The final rule ballooned to 869 pages with more than 2,500 footnotes. Baris describes the added bulk as indicative of the many compromises that went into the drafting, a necessary step to secure needed votes from commissioners (Kara Stein, a Democrat, and Republican Michael Piwowar nevertheless voted against it).

“All of these rules are going to require more compliance and changes to systems,” Baris says. “The rule will require more oversight by the board of directors. There are costs embedded in complying with the new rules, the question is how much?”

Among the SEC’s compromises: The floating NAV requirement does not apply to retail funds, only institutional funds and the pending tax guidance is also especially welcomed. “The IRS’ allowance for trades to be accounted on a gross basis, rather than a trade-by-trade basis, “will go a long way toward easing” fears of “a recordkeeping and tax accounting nightmare,” Baris says.

Scott Weisman, a managing director in PwC’s financial services regulatory practice, advises a wait-and-see approach. “SEC staff has tried to come up with a solution that it believes isn’t going to be too onerous operationally and compliance-wise for institutional prime funds, while at the same time balancing the need for controlling runs and bringing more soundness to money market funds in general,” he says.
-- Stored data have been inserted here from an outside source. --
PR #497, opened 2017-05-22
Fix failures in astropy-dev tests

### LINKED ISSUE #496: Fix errors on cron builds against astropy master
See, e.g., https://travis-ci.org/astropy/ccdproc/jobs/232954337#L635

Two things to fix (copied from that error log):

```
ImportError while importing test module '/tmp/ccdproc-test-j_l9nth0/lib.linux-x86_64-3.6/ccdproc/tests/test_combiner.py'.
Hint: make sure your test modules/packages have valid Python names.
Traceback:
ccdproc/tests/test_combiner.py:13: in <module>
    from astropy.utils.compat import NUMPY_LT_1_9
E   ImportError: cannot import name 'NUMPY_LT_1_9'
```

and

```
============================ pytest-warning summary ============================
WC1 None [pytest] section in setup.cfg files is deprecated, use [tool:pytest] instead.
```

mwcraig:
Closes #496

This fixes the issue in our tests with astropy dev -- the definition of `NUMPY_LT_1_9` was removed recently. It was used only to skip a test in one case that we no longer test against anyway...

### DIFF
--- a/ccdproc/image_collection.py
+++ b/ccdproc/image_collection.py
@@ -631,7 +631,7 @@ class ImageFileCollection(object):
         # be omitted, hence use ~matches.
         logger.debug('Matches: %s', matches)
         self.summary['file'].mask = ma.nomask
-        self.summary['file'][~matches] = ma.masked
+        self.summary['file'].mask[~matches] = True
 
     def _fits_files_in_directory(self, extensions=None,
                                  compressed=True):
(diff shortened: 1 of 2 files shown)


mwcraig:
It looks like there is an additional issue, as seen in the travis log for the build against numpy-dev/astropy-dev. The fail in question is related to something in astropy, not numpy, since the tests pass when run against astropy 1.3.2 and numpy-dev.

Somehow running this in the test that fails (`test_image_collection.TestImageFileCollection.test_hdus_masking`) changes the names of the non-bias files to `'0.0'`:

```python
for hdu in collection.hdus(imagetyp='bias'):
    pass
```

mwcraig:
Ah, so whether the change is in numpy or astropy, masked file names are now being converted to zero when a numpy array is created form a masked table.

mwcraig:
Merging so that tests pass again (not much to this PR, either). Made no changelog entry because neither of these is user-facing.

PR #502, opened 2017-06-03
Using system pytest rather than astropy bundled

bsipocz:
As the bundled version gets deprecation with v2.0


MSeifert04:
The failure with LTS seems to be real, the last build passed [just one day ago](https://travis-ci.org/astropy/ccdproc/builds/238604495).

mwcraig:
Thanks, @bsipocz!

Issue #495, opened 2017-05-16
Attributes of imagefilecollection


MSeifert04:
There have been some new attributes `glob_include` and `glob_exclude` and maybe the `extension` attribute from #463 especially if #475 is merged.

MSeifert04:
Fixed in #515

PR #515, opened 2017-07-18
Added new attributes to ImageFileCollection representation

MSeifert04:
This partially adresses #495.

This adds all new attributes `ext, globs` to the representation of `ImageFileCollection`.

TODO: Could needs some more tests :)

### DIFF
--- a/CHANGES.rst
+++ b/CHANGES.rst
@@ -4,8 +4,8 @@
 
 New Features
 ^^^^^^^^^^^^
-- Add representation for ImageFileCollection [#475]
 
+- Add representation for ImageFileCollection [#475, #515]
 
 - Added ext parameter and property to ImageFileCollection to specify the FITS extension.[#463]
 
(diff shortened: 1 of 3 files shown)


MSeifert04:
The Sphinx errors are due to a Connection issue:

```
WARNING: intersphinx inventory 'https://docs.scipy.org/doc/scipy/reference/objects.inv' not fetchable due to <class 'requests.exceptions.ConnectionError'>: HTTPSConnectionPool(host='docs.scipy.org', port=443): Max retries exceeded with url: /doc/scipy/reference/objects.inv (Caused by NewConnectionError('<requests.packages.urllib3.connection.VerifiedHTTPSConnection object at 0x7f1ff0b11050>: Failed to establish a new connection: [Errno 110] Connection timed out',))
```

The AppVeyor failure is because of missing packages on windows with python 3.6.

But the coverage failure is because I was too lazy to make more tests.

bsipocz:
@MSeifert04 - Hmm, this is unfortunate. The scipy and numpy intersphinx are actually picked up from the stsci server, so that warnings should have been caught and never have made the build fail. Could you please open an issue for it in astropy-helpers?

MSeifert04:
I added tests for the branches in `__repr__`. This should be ready for a final-review. :)

PR #517, opened 2017-07-18
Use build_docs instead of the deprecated build_sphinx in travis

MSeifert04:
While looking into a failure with the sphinx build I noticed that we use the deprecated `build_sphinx` command there: https://travis-ci.org/astropy/ccdproc/jobs/255026568#L621

### DIFF
--- a/.travis.yml
+++ b/.travis.yml
@@ -54,7 +54,7 @@ matrix:
 
         # Check for sphinx doc build warnings
         - python: 2.7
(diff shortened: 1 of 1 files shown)


MSeifert04:
@mwcraig @crawfordsm Can we merge this?

mwcraig:
Merging, and we should expect tests on windows + python 3 to pass going forward...

PR #522, opened 2017-08-12
Minor cleanup in imagefilecollection tests

MSeifert04:
This imports `ImageFileCollection` directly in the test suite and for a few functions I removed the `tmpdir` fixture.

Overall this makes the test code just a bit more compact.


MSeifert04:
@mwcraig @crawfordsm That PR should be fairly straight-forward. The question is just if that's an improvement or not.

mwcraig:
It reduces the number of lines/characters in the code and is easier to read...I'm all for that!

PR #523, opened 2017-08-13
Run ImageFileCollection tests on AppVeyor

MSeifert04:
They are passing locally on my windows computer so I thought it might be worth testing if they really fail on AppVeyor.


mwcraig:
Thanks for checking this!

Issue #511, opened 2017-06-27
Clean up travis testing


crawfordsm:
With the release of 1.3, we should review the libraries tested against and update them accordingly.

MSeifert04:
Possible candidates for dropping after 1.3:

- Python 3.4
- NumPy 1.10
- astropy 1.0 and 1.3

MSeifert04:
xref #615 

We also probably should add a changelog when we figured out what has been dropped.

PR #524, opened 2017-08-13
Include a numpy 1.12 test in travis

MSeifert04:
NumPy 1.13 has been released for a few weeks so don't test against NumPy 1.12. 

In case we want to drop NumPy 1.10 support (or at least don't test against it) it could also be shuffled:

- Python 3.4 + NumPy 1.11 (previously NumPy 1.10)
- Python 3.5 + NumPy 1.12 (previously NumPy 1.11)

### DIFF
--- a/.travis.yml
+++ b/.travis.yml
@@ -65,9 +65,11 @@ matrix:
         - python: 3.4
           env: NUMPY_VERSION=1.10
 
-        # Try older numpy, python versions
         - python: 3.5
           env: NUMPY_VERSION=1.11
+
+        - python: 3.6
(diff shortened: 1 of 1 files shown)


mwcraig:
I think we could drop Python 3.4/numpy 1.10 altogether. I don't have strong feelings about what version of numpy we test against on python 3.5, but 1.11 seems fine.

MSeifert04:
I wasn't sure if we agreed to revisit the testing matrix before or after the next release (see https://github.com/astropy/ccdproc/issues/511#issue-238960015).

Issue #516, opened 2017-07-18
Make the glob attributes for ImageFileCollection readonly?


MSeifert04:
The `ImageFileCollection` has `glob_include` and `glob_exclude`. These are currently settable but they only take effect if one `refreshs` the instance. The `location`, `files` and `ext` attributes are readonly because they also would take effect only when refreshed.

Should the `glob_include/exclude` also be readonly?

crawfordsm:
Yes, they should be readonly.

PR #526, opened 2017-08-15
Make glob attributes of ImageFileCollection readonly

MSeifert04:
Fixes: #516 

This only affects the development branch so it shouldn't need a changelog.


mwcraig:
Thanks!

PR #527, opened 2017-08-15
Raise an exception instead of silently ignoring overwrite in ccd generator

### LINKED ISSUE #453: FITS files not updated for ImageFileCollection.ccds(overwrite=True)

MSeifert04:
It might make sense to think how one could use ``overwrite=True`` with the `ccds` generator in `ImageFileCollection` but given that there could be multiple extensions involved (which the generator doesn't know about) and because `CCDData` doesn't support many in-place operations that won't be straight-forward. So I'm not sure if #453 can be closed afterwards.

However currently the parameter is silently ignored without warning or exception which this PR fixes by raising a `NotImplementedError`.

### DIFF
--- a/CHANGES.rst
+++ b/CHANGES.rst
@@ -44,6 +44,10 @@ Bug Fixes
 - ``ImageFileCollection`` now handles Headers with duplicated keywords
   (other than ``COMMENT`` and ``HISTORY``) by ignoring all but the first. [#467]
 
+- The ``ccd`` method of ``ImageFileCollection`` will raise an
+  ``NotImplementedError`` in case the parameter ``overwrite=True`` or
+  ``clobber=True`` is used instead of silently ignoring the parameter.
+
 
 1.2.0 (2016-12-13)
 ------------------
--- a/ccdproc/image_collection.py
+++ b/ccdproc/image_collection.py
@@ -895,6 +895,9 @@ class ImageFileCollection(object):
         name='image', default_scaling='False', return_type='numpy.ndarray')
 
     def ccds(self, ccd_kwargs=None, **kwd):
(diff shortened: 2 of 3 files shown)


mwcraig:
Good catch; merging!

PR #533, opened 2017-08-17
Remove some unnecessary set calls and replace some with literals

MSeifert04:


mwcraig:
Thanks for all the code cleanup, @MSeifert04!

PR #534, opened 2017-08-20
Make key argument for ImageFileCollection.sort mandatory

MSeifert04:
Just found out by coincidence that `sort` without argument always throws a `ValueError` so it's probably better to make the `keys` argument mandatory.


mwcraig:
Funny but true...I completely forgot there was a `sort` method!

PR #161, opened 2022-07-29
Example fix

simonmasson:
In the example, the `range_gate` is used in the wrong way: it checks that the `witness < 2^num_bits`. In the example, we actually check that `5 < 2^(2^5)` which is confusing.


simonmasson:
@lopeetall @LukePearson1 can you review this PR? I don't know how to add reviewers...

davidnevadoc (approved):
Well spotted! Thanks for the fix!

LukePearson1 (approved):
LGTM!

PR #699, opened 2016-11-02
add fetch-utils.l

k-okada:


k-okada:
this requires https://github.com/jsk-ros-pkg/jsk_pr2eus/pull/255

PR #709, opened 2016-11-06
[fetcheus] [fetch-interface.l] tuckarm pose

furushchev:
This part of codes is rest on my repo without sending pull request.
If you don't use it, please just close without merge.


k-okada:
Since we are now uses moveit for :angle-vector, https://github.com/jsk-ros-pkg/jsk_robot/blob/1.0.7/jsk_fetch_robot/fetcheus/fetch-interface.l#L28
so we do not need any more. Is it correct?

furushchev:
@k-okada OK. So I close this time. Please use this if anyone needs this.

A two-year transition period and the creation of a working group that will assess implementation problems and make recommendations for fresh guidance or rule amendments are both positives for all parties.

Other concerns, such as those voiced by the SEC’s Stein, are that liquidity fees and gates may encourage runs, rather than prevent them. It is a trickier situation to assess at this moment, Weisman says. On one hand, fund boards were given flexibility in deciding when, and to what degree liquidity fees will be assessed and when gates are triggered. That flexibility, however, creates some uncertainty as to what those parameters will be on a fund-by-fund basis.

His advice: let the rule play out. “All predictions are really out the window and people need time to digest what this is going to mean,” he says.